Our weekly meetings would begin with a comic story and an anecdote or two. Of course, each of us would also be grilled for missing out on our deadlines, ending with encouraging words to come up with stories and fun ideas for the paper.
I remember how he loved chocolates! It was my 22nd birthday and I was happily sharing chocolate cakes with everyone on the floor, at the Kawran Bazaar office. I took two big slices of cake for Fahim sir (as he loved chocolate) and took the plate to his room. "Oh no! No cake for me please!" he said. "My wife will kill me if she sees me eating this!" I left the cake on his table, asking him to have as much as he could. After an hour or so, I went back to his office to show him the final edit of the page and much to my surprise; I found the plate (on which the cake previously sat) sparkling clean! "I finished both the slices," said dear old Fahim sir. "Next time, Elita, please don't bring cakes and chocolates for me!"
After I had graduated from NSU, it was Fahim sir who called me to his office and congratulated me. "You are now starting a new chapter," I remember him saying. "You are also doing well with your stories. Don't think that Fahim 'bhai' does not notice! I think you must stick to this profession and develop yourself further. Let me know if I can help."
Even after he had moved on to a private television, we had kept in touch, as had many of his colleagues who loved and respected him. We would discuss music, TV presentations and so much more.
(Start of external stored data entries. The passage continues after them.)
PR #151, opened 2023-06-13
Update gjs to version `1.76.2`

### LINKED ISSUE #150: Outdated gjs
The gjs version in gnome-sdk hasn't been updated for almost 5 months if not more. Which may is causing these kind of issues.
https://github.com/vixalien/muzika/issues/6

The gjs needs to be updated, to a latest one. Version `1.75.1` seems a stable one.

soumyaDghosh:
Fixes #150

### DIFF
--- a/snapcraft.yaml
+++ b/snapcraft.yaml
@@ -1223,9 +1223,9 @@ parts:
     build-environment: *buildenv
 
   gjs:
-    after: [ libhandy, meson-deps, gtk4 ]
+    after: [ libhandy, meson-deps ]
     source: https://gitlab.gnome.org/GNOME/gjs.git
-    source-tag: '1.76.2'
+    #source-tag: '1.76.2'
 # ext:updatesnap
 #   version-format:
 #     same-minor: true
--- a/snapcraft.yaml
+++ b/snapcraft.yaml
@@ -1225,7 +1225,7 @@ parts:
   gjs:
     after: [ libhandy, meson-deps ]
     source: https://gitlab.gnome.org/GNOME/gjs.git
-    source-tag: '1.73.2'
+    source-tag: '1.75.1'
 # ext:updatesnap
 #   version-format:
 #     same-minor: true
--- a/snapcraft.yaml
+++ b/snapcraft.yaml
@@ -1241,7 +1241,7 @@ parts:
     build-environment: *buildenv
     build-packages:
       - dbus
-      - libmozjs-91-dev
+      - libmozjs-102-dev
 
   p11-kit:
     after: [ gjs, meson-deps ]
@@ -1549,7 +1549,7 @@ parts:
       - liblzo2-dev
       - libmount-dev
       - libmount1
-      - libmozjs-91-dev
+      - libmozjs-102-dev
       - libmtdev1
       - libnettle8
       - libnghttp2-14
--- a/snapcraft.yaml
+++ b/snapcraft.yaml
@@ -1225,7 +1225,7 @@ parts:
   gjs:
     after: [ libhandy, meson-deps ]
     source: https://gitlab.gnome.org/GNOME/gjs.git
-    source-tag: '1.75.1'
+    source-tag: '1.76.1'
 # ext:updatesnap
 #   version-format:
 #     same-minor: true
--- a/snapcraft.yaml
+++ b/snapcraft.yaml
@@ -1225,7 +1225,7 @@ parts:
   gjs:
     after: [ libhandy, meson-deps ]
     source: https://gitlab.gnome.org/GNOME/gjs.git
-    source-tag: '1.76.1'
+    source-tag: '1.76.2'
 # ext:updatesnap
 #   version-format:
 #     same-minor: true
--- a/snapcraft.yaml
+++ b/snapcraft.yaml
@@ -1225,7 +1225,7 @@ parts:
   gjs:
     after: [ libhandy, meson-deps ]
     source: https://gitlab.gnome.org/GNOME/gjs.git
-    #source-tag: '1.76.2'
+    source-tag: '1.76.2'
 # ext:updatesnap
 #   version-format:
 #     same-minor: true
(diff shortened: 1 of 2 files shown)


jbicha:
1.75.1 is not a stable release (it is a pre-stable development snapshot). Maybe you're thinking of 1.76.1?

soumyaDghosh:
> 1.75.1 is not a stable release (it is a pre-stable development snapshot). Maybe you're thinking of 1.76.1?

I am trying to find that detail. Can you kindly help me? The main point of mine here is it needs to be updated.

soumyaDghosh:
https://gitlab.gnome.org/GNOME/gjs/-/commit/1abd669ae0f805a83c50738857291ae50d32f6eb

As much this suggests, should I update gjs to `1.76.1` then?

jbicha:
It might not be written down anywhere, but I know that gjs 1.75.1 is not a stable series. The part after the 1 (the 75) needs to be an even number to be considered a stable release for the gjs project. Some projects handle version numbers that way and some don't. It is confusing.

I don't know whether gjs 1.76.1 is appropriate or not, but I know that 1.75.1 is not. But gjs 1.76.1 is probably ok since we have glib 2.76.3 which was released around the same time.

sergio-costas:
At this moment we are keeping the version of GJS to 1.72.x. @kenvandine is who should approve a change like this.

sergio-costas:
Anyway, you can also compile your own GJS version and include it inside your snap.

kenvandine:
@3v1n0 suggested it's safe to update GJS, so let's give that a try.  We should go with 1.76.2 which fixed some significant memory leaks.  Can you please update that?

soumyaDghosh:
> @3v1n0 suggested it's safe to update GJS, so let's give that a try. We should go with 1.76.2 which fixed some significant memory leaks. Can you please update that?

The problem I am getting with gjs `1.76`+ is that it's showing that `have_gtk4` unknown variable. 

```
:: Configuring testNamespace.test using configuration
:: Configuring testPackage.test using configuration
:: Configuring testParamSpec.test using configuration
:: Configuring testPrint.test using configuration
:: Configuring testPromise.test using configuration
:: Configuring testRegress.test using configuration
:: Configuring testSignals.test using configuration
:: Configuring testSystem.test using configuration
:: Configuring testTweener.test using configuration
:: Configuring testCairo.test using configuration
:: Configuring testWarnLib.test using configuration
::
:: ../src/installed-tests/js/meson.build:206:3: ERROR: Unknown variable "have_gtk4".
```
`gtk4` is built before `gjs`, I guess some build-environment variables needs to be added, to add `gtk4`.

This is the snap build link

https://launchpad.net/~soumyadghosh/+snap/gnome-42-2204-sdk

sergio-costas:
Mmm... since it is for some kind of tests, maybe there is a meson option to disable building them...

soumyaDghosh:
> Mmm... since it is for some kind of tests, maybe there is a meson option to disable building them...

https://gitlab.gnome.org/GNOME/gjs/-/blob/1.76.2/installed-tests/js/meson.build?ref_type=tags#L206

If you look into this line, which is the from the `1.76.2` tag.

But, from the current master branch

https://gitlab.gnome.org/GNOME/gjs/-/blob/master/installed-tests/js/meson.build?ref_type=heads#L207

It's not there anymore.
Also `gtk_tests` are already set to `false`.

I guess we should wait for one more update? or should I build from the master branch?

soumyaDghosh:
@kenvandine @sergio-costas `gjs` from master branch with latest tag builds successfully.

snapcraft.yaml
```diff
@@ -1241,7 +1241,7 @@ parts:
     build-environment: *buildenv
     build-packages:
       - dbus
-      - libmozjs-91-dev
+      - libmozjs-102-dev
```
sergio-costas, line 1247: This package isn't available in core22 repositories.

soumyaDghosh: It's available in Jammy repos.
https://packages.ubuntu.com/jammy/libmozjs-102-dev

sergio-costas: Mmm... but I added it the snapcraft.yaml file, and snapcraft complains...

sergio-costas: Odd... now it does work.

soumyaDghosh: Should I add a patch to the `meson.build` removing the `have_gtk4` variable and update `gjs`?

kenvandine: libmozjs-102-dev is in jammy-updates and jammy-security, maybe snapcraft isn't pulling from there?

sergio-costas: I don't know what happened... I began a new build with the three changes (the GJS version and the libmozjs-102-dev), and snapcraft complained that libmozjs-102-dev didn't exist. I reverted only libmozjs, and it worked (but failed in GJS because it was the wrong libmozjs version). I changed the libmozjs package to 102 again and continued the build (this is, didn't use a `clean`) and it worked.

Now it works even after a "clean", but snapcraft was also updated in the meantime, so maybe it was a bug, or maybe it was something that I did wrong, I don't know.

sergio-costas: About the patch, maybe the best way is to check how is `master` fixing the bug instead of just removing that.

soumyaDghosh: Master removes that variable, and creates a new check which checks for it, only if `skip_gtk_tests` is set to false.

sergio-costas: Ok. Prepare the patch, then.

soumyaDghosh: Hiii, @sergio-costas @kenvandine sorry, it took me some time, but the patch for the gjs `1.76.2` is here, and seems like, it's working fine.

sergio-costas: @soumyaDghosh Thanks! I'll test it right now, but looks great.

sergio-costas: Ok, it builds perfectly, so LGTM.

sergio-costas (approved):
LGTM

PR #154, opened 2023-06-26
Add pkg-resources module

sergio-costas:
For some reason, the pkg-resources module (which is required for setuptools) wasn't being installed, so a lot of programs couldn't be snapped.

This patch fixes it.


kenvandine (approved):
Thanks!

Over the years, Fahim Munaim became a friend from the frightening boss that I had (falsely) thought him to be!
He passed away of cardiac arrest in the early hours of June 1, 2016 in his own home, in Gulshan 2.
"Elita tumi to ekhon star hoye gecho! Amadero mone rekho!" (Elita, don't forget us, now that you have become a star!) - this is what he would say every time we met the last few years.
Fahim sir, stay well wherever you are. May the Almighty give us all the strength to bear with this unbearable pain.